On the other hand, since \(v\) is a unit vector, \(v^T v=1\text{,}\) and a similar argument now shows that \(\frac{dv^T}{dt} v=0\text{,}\) or equivalently \(\frac{dv}{dt}\perp v\text{.}\)

Thus, both \(v\) and \(Jv\) are perpendicular to \(\frac{dv}{dt}\text{,}\) and in two dimensions this can only happen if \(Jv\parallel v\text{.}\) In other words, at a max or min of the concavity, \(v\) must be an eigenvector of \(J\text{!}\)

But \(J\) is a symmetric matrix, which implies first of all that \(J\) admits two real eigenvalues, \(\lambda_\pm\text{,}\) and second that the corresponding eigenvectors are perpendicular. When classifying a critical point, it is enough to consider these two directions. If the graph is concave down/up in both directions, the critical point corresponds to a local max/min, respectively. If it is concave up in one direction, but concave down in the other, then it is a saddle point. If one or both concavities are zero, anything can happen.

Thus, in order to classify a critical point, one needs to know the product of the concavities, or equivalently the product of the eigenvalues. But the product of the eigenvalues of a matrix is precisely its determinant.

Second Derivative Test.

This, finally, brings us to the second derivative test for classifying critical points. Determine the matrix \(J\) of partial derivatives, evaluated at the critical point. Compute the determinant \(D=\det(J)\) of this matrix.

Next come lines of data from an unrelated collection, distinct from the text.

PR #3816, opened 2022-01-04
FileResponse: support for special characters in fileName  (+ suppress warning when nullable is enabled in C# clients) 

knoepdan:
**Warning suppressed**
When the Nullable feature is enabled and Warning are treated as errors, the generated C# client will not compile due to the fact, that deserialization might fail and newtonsoft will the return null. Therefore, this pull request will suppress the corresponding warning. 

Example code snippet that might cause an error depending on the C# projec settings: 
`      
  public static Path FromJson(string data)
        {
            return Newtonsoft.Json.JsonConvert.DeserializeObject<Path>(data, new Newtonsoft.Json.JsonSerializerSettings());
        }`

Remark: adding the ? to mark the return value as nullable would have been possible as well. However, this might not be compatible with older C# versions, so i guess its safer to just suppress the error.

### DIFF
--- a/src/NSwag.CodeGeneration.CSharp/Templates/File.liquid
+++ b/src/NSwag.CodeGeneration.CSharp/Templates/File.liquid
@@ -19,6 +19,7 @@ using {{ usage }};
 #pragma warning disable 1591 // Disable "CS1591 Missing XML comment for publicly visible type or member ..."
 #pragma warning disable 8073 // Disable "CS8073 The result of the expression is always 'false' since a value of type 'T' is never equal to 'null' of type 'T?'"
 #pragma warning disable 3016 // Disable "CS3016 Arrays as attribute arguments is not CLS-compliant"
+#pragma warning disable 8603 // Disable "CS8603 Possible null reference return"
 
 namespace {{ Namespace }}
 {
@@ -215,3 +216,4 @@ namespace {{ Namespace }}
 #pragma warning restore  114
 #pragma warning restore  108
 #pragma warning restore 3016
+#pragma warning restore 8603
--- a/src/NSwag.CodeGeneration.TypeScript/Templates/Client.ProcessResponse.HandleStatusCode.liquid
+++ b/src/NSwag.CodeGeneration.TypeScript/Templates/Client.ProcessResponse.HandleStatusCode.liquid
@@ -6,8 +6,8 @@ const contentDisposition = response.headers ? response.headers["content-disposit
 {%     else -%}
 const contentDisposition = response.headers ? response.headers.get("content-disposition") : undefined;
 {%     endif -%}
-const fileNameMatch = contentDisposition ? /filename="?([^"]*?)"?(;|$)/g.exec(contentDisposition) : undefined;
-const fileName = fileNameMatch && fileNameMatch.length > 1 ? fileNameMatch[1] : undefined;
+const fileNameMatch = contentDisposition ? /filename[^;=\n]*=(?:(\\?['"])(.*?)\1|(?:[^\s]+'.*?')?([^;\n]*))/g.exec(contentDisposition) : undefined;
+const fileName = fileNameMatch && fileNameMatch.length > 1 ? decodeURIComponent(fileNameMatch[fileNameMatch.length - 1]) : undefined;
 {%     if operation.WrapResponse -%}
 {%         if Framework.IsAngular -%}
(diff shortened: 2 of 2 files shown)


knoepdan:
:-(  oh no.. i didnt mean the second commit to be part of this pull request. That should have been a separate one.   (It's a long long time since i touched GitHub again.. nevertheless, i should have known). 

This commit fixes an issue with the fileResponse when the fileName contains special characters (such as Umlaute).


To support special characters in a filename in asp.net, one can use the ContentDisposition.FileNameStar property (instead of FileName). Example in the C# code below (which shows usage of both properties)

`    
            var response = new HttpResponseMessage(HttpStatusCode.OK);
            byte[] contents = GetFileResponse(out string filename);

            response.Content = new ByteArrayContent(contents);
            response.Content.Headers.ContentDisposition = new ContentDispositionHeaderValue("attachment");

            // fileresponse without support for special characters (e.g.: Umlaute) 
            //response.Content.Headers.ContentDisposition.FileName = filename; // filename="=?utf-8?B?w6TDpMOkMjAyMjAxMDZfMTc0ODUzLkNTVg==?="  (incorrect with special characters)

            // or with support for special characters (e.g. Umlaute)
            response.Content.Headers.ContentDisposition.FileNameStar = filename; // filename*=utf-8''%C3%A4%C3%A4%C3%A420220106_174853.CSV

            response.Content.Headers.ContentType = new MediaTypeHeaderValue("application/octet-stream");      
`

knoepdan:
Actually, i meant to do 2 commits, one for the warning and one for the fileResponse enhancement.     (It's a long long time since i touched GitHub again.. nevertheless, i should have known.). I hope its still ok like this since one commit is just about a warning.

RicoSuter:
Lgtm, thanks for the PR!

KostaMadorsky:
Looks like this PR broke working parsing in my case: #3865

RicoSuter:
@KostaMadorsky @knoepdan Can you provide a fix for this so that it's not introducing a regression and also supports this new scenario? Otherwise I have to rollback this change.

KostaMadorsky:
@RicoSuter I would not be able to push a well-tested fix for this any time soon, unfortunately.
I think the proper version should come with a bunch of unit tests (the new regex does not look straightforward).

For now, something like that would do (the regex is the same as in the new version):

```
const contentDisposition = `attachment; filename="Certificate - Test questions - 2022-02-07_00-10.pdf"; filename*=UTF-8''Certificate%20-%20Test%20questions%20-%202022-02-07_00-10.pdf`;
const fileNameRgx = /filename[^;=\n]*=(?:(\\?['"])(.*?)\1|(?:[^\s]+'.*?')?([^;\n]*))/g;

let fileName;
let matchArray;

while ((matchArray = fileNameRgx.exec(contentDisposition)) != null) {
  if (matchArray.length < 4) {
    continue;
  }

  fileName = matchArray[3] || matchArray[2] || fileName;
  console.log(fileName);
}

if (fileName) {
  fileName = decodeURIComponent(fileName);
}

console.log('final: ', fileName);
```

image


https://onecompiler.com/javascript/3xspf4sbx
image

knoepdan:
Sorry for the problems. That should not have happened.  (ohh i actually hate Regex, so hard to understand sometimes)
I also cannot provide a well tested fix so quickly. And yes unit tests would be nice. 

However, what I propose as a quick fix that certainly works is the following: 


`let fileNameMatch = contentDisposition ? /filename="?([^"]*?)"?(;|$)/g.exec(contentDisposition) : undefined;
let fileName = fileNameMatch && fileNameMatch.length > 1 ? fileNameMatch[1] : undefined;
if(!fileName){
	fileNameMatch = contentDisposition ? /filename[^;=\n]*=(?:(\\?['"])(.*?)\1|(?:[^\s]+'.*?')?([^;\n]*))/g.exec(contentDisposition) : undefined;
	fileName = fileNameMatch && fileNameMatch.length > 1 ? decodeURIComponent(fileNameMatch[fileNameMatch.length - 1]) : undefined;
}`

Basically, i use the old Regex which has been well tested in the field, and if it returns undefined, we try with the new one. 
However, i don't think this should be the final solution. (and even if it was, there should be unit tests etc.). Will still create a pull request for this as I think its a) better than the current solution and b) better than the previous state.

KostaMadorsky:
@knoepdan it will not use UTF8 filename if there is non-UTF8  filename in the string with your solution.
Could you try mine and see if it works?
Tried 4 different scenarios on the link above.

KostaMadorsky:
@knoepdan your regex always returns 4 array elements if matched: whole match string and 3 capturing groups.
So then you need to run it until there are matches (while loop in my code) and try to pull values from the 3rd capturing group
If no UTF8 filename, it will fall back to the second capturing group, which works for non-UTF8 filename.

RicoSuter:
Reverted this PR => v13.15.8
Please find a solution which works for everyone in the other PR...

If \(D>0\text{,}\) the critical point is either a local min or a local max, depending on the sign of the concavity in any direction.
If \(D\lt 0\text{,}\) the critical point is a saddle point.
If \(D=0\text{,}\) anything can happen.

In the first case, the standard method for distinguishing between a max and a min is to examine the sign of the \((1,1)\) element of \(J\text{,}\) which gives the concavity in the \(x\)-direction.